S4 Capital shares ISA thesis: improving cash flow but revenue still falling
S4 Capital shares have become a recurring example in ISA stock-picking discussions, and the company’s full-year 2025 results give that conversation some fresh material: improving margins and a step down in debt, set against a second consecutive year of revenue decline and a statutory loss.
Why beating the market in a Stocks and Shares ISA is harder than it looks
The case for simply owning a tracker fund inside an ISA is well-rehearsed. Costs matter even before you try to add alpha: dealing fees and commissions can drag a self-selected portfolio below the index it mirrors, which is one reason passive products remain popular. For investors who do want to try to beat the index, the discipline required is not just about picking winners. It is about identifying businesses whose price does not yet reflect their prospects.
That framing matters for how you read S4 Capital’s numbers. The digital marketing services group, listed on the London Stock Exchange (LSE) under the ticker SFOR, has disappointed investors repeatedly over the past few years. The share has recovered around 50% so far this year, per the original assessment, but it is recovering from a very low base.
S4 Capital shares ISA case: what the FY2025 results actually show
The headline figures are mixed. Reported net revenue for the full year ended 31 December 2025 was £673.0 million, down 10.8% on the prior year (8.4% on a like-for-like basis). That follows FY2024 revenue of £848.2 million, itself down 16.1% from £1,011.5 million in 2023. The revenue trajectory is not yet turning.

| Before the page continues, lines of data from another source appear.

Issue #4195, opened 2024-10-09
Re-design visuals of search results


hazalarpalikli:
## Hypothesis
Improve the visuals of search results without relying on visually hidden text so we can help users who relies on screen readers make the distinction between search term vs the category.

## Identified Problem
When searching for results within the autocomplete components, each result is presented with two key sets of information. The first line includes the item/string that has been searched for, which is followed by indicating what area of the GOV.UK Design System it resides under.

However, while this structure is useful in the event of multiple items having the same name but residing in different parts of the design system; the current programmatic presentation is not equivalently provided to screen reader users as it is visually. Currently each option will read as one line and the is no distinction between the search term and the category it belongs to. Visually this is obvious to users due to the information being provided on a separate line and in some instances with a chevron to indicate subcategories. However, none of this stylist information is provided to screen reader users.

Ticket for this work is https://github.com/alphagov/govuk-design-system/issues/4006 

##  Previous tests
Owen has run testing against the comma solution he found the following:

> I've run testing against the comma solution, following some team conferring where it was noted that ideally the screen reader output should reflect the visual output as closely as possible. I've added a column to the testing spreadsheet linked above.

>Testing results for this one are very positive. Dictation for all screen readers clearly deliminates the search result and the section information associated with said result with a pause between items. The only downside is that text boxes provided by screen readers to display what they dictate would display a space before the comma. For example, using Radios and Components, this sounds like

>Radios, Components

>...but **looks** like

>Radios , Components

>I personally don't think this is an issue as the impact to user experience is neglegable. I'm going to press for this solution for now.

## Needed roles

Beneath that, the margin story is more constructive. Operational EBITDA came in at £81.2 million, with the margin reaching 12.1%, up 50 basis points against the prior year. Free cash flow was £86.5 million, which actually exceeded the operational EBITDA figure, reflecting working-capital discipline. The statutory loss for the year was £(24.8) million, with a basic loss per share of (3.7) pence.
Debt reduction is the clearest operational positive. Year-end net debt stood at £86.9 million, equivalent to 1.1 times operational EBITDA, which is below the company’s own targeted range of £100 million to £140 million. Subsequently, the company repurchased €25.7 million of its €375 million Term Loan B at a discount, further reducing the debt load ahead of any improvement in trading.
The board has proposed a final dividend of 1.1 pence per share for 2025, a 10% increase on the prior year. For a company carrying a statutory loss, that is a policy statement about management’s cash-flow confidence rather than a reflection of earnings cover.
Ownership, guidance and the AI pivot
One institutional data point worth noting: Patient Capital Management filed a Schedule 13G/A with the SEC in February 2025, disclosing beneficial ownership of 39,661,301 shares as of 31 December 2024, representing 6.11% of the class. That supersedes the firm’s earlier filing covering year-end 2023, when it held 33,704,661 shares at 5.79%. Patient Capital has been adding, not reducing.
For 2026, management guidance anticipates like-for-like net revenue slightly below 2025, in line with analyst consensus, with operational EBITDA margin targeted to increase by at least 100 basis points. Year-end net debt is targeted in the range of £60 million to £90 million, with the company aiming to get below 1 times EBITDA on that measure. S&P Global Ratings forecasts S4 Capital’s adjusted EBITDA leverage reducing to around 4.5 times in 2027, with free operating cash flow to debt remaining above 10%, and a return to modest revenue growth from 2027.
The strategic pivot is towards AI-enabled output and subscription models. As of the FY2025 results, one enterprise client had been signed under this model, with three more in discussion. That is early-stage, and the commercial scale of those contracts is not yet disclosed. The bull thesis is that S4’s data and technology infrastructure positions it to benefit from AI adoption in digital advertising rather than be displaced by it. The bear case is that revenue keeps declining while that thesis takes years to prove out.
The setup for ISA investors
S4 Capital shares sit in an awkward middle ground: the balance sheet is improving, cash generation is genuine, and at least one institutional investor has been building its position. Against that, the company has reported two successive years of double-digit revenue decline and remains loss-making on a statutory basis.
For anyone holding SFOR inside an ISA, the next concrete test is the 2026 interim results, where the direction of like-for-like net revenue and the pace of margin expansion will either validate the guidance or reopen the debate about whether the revenue floor has actually been found.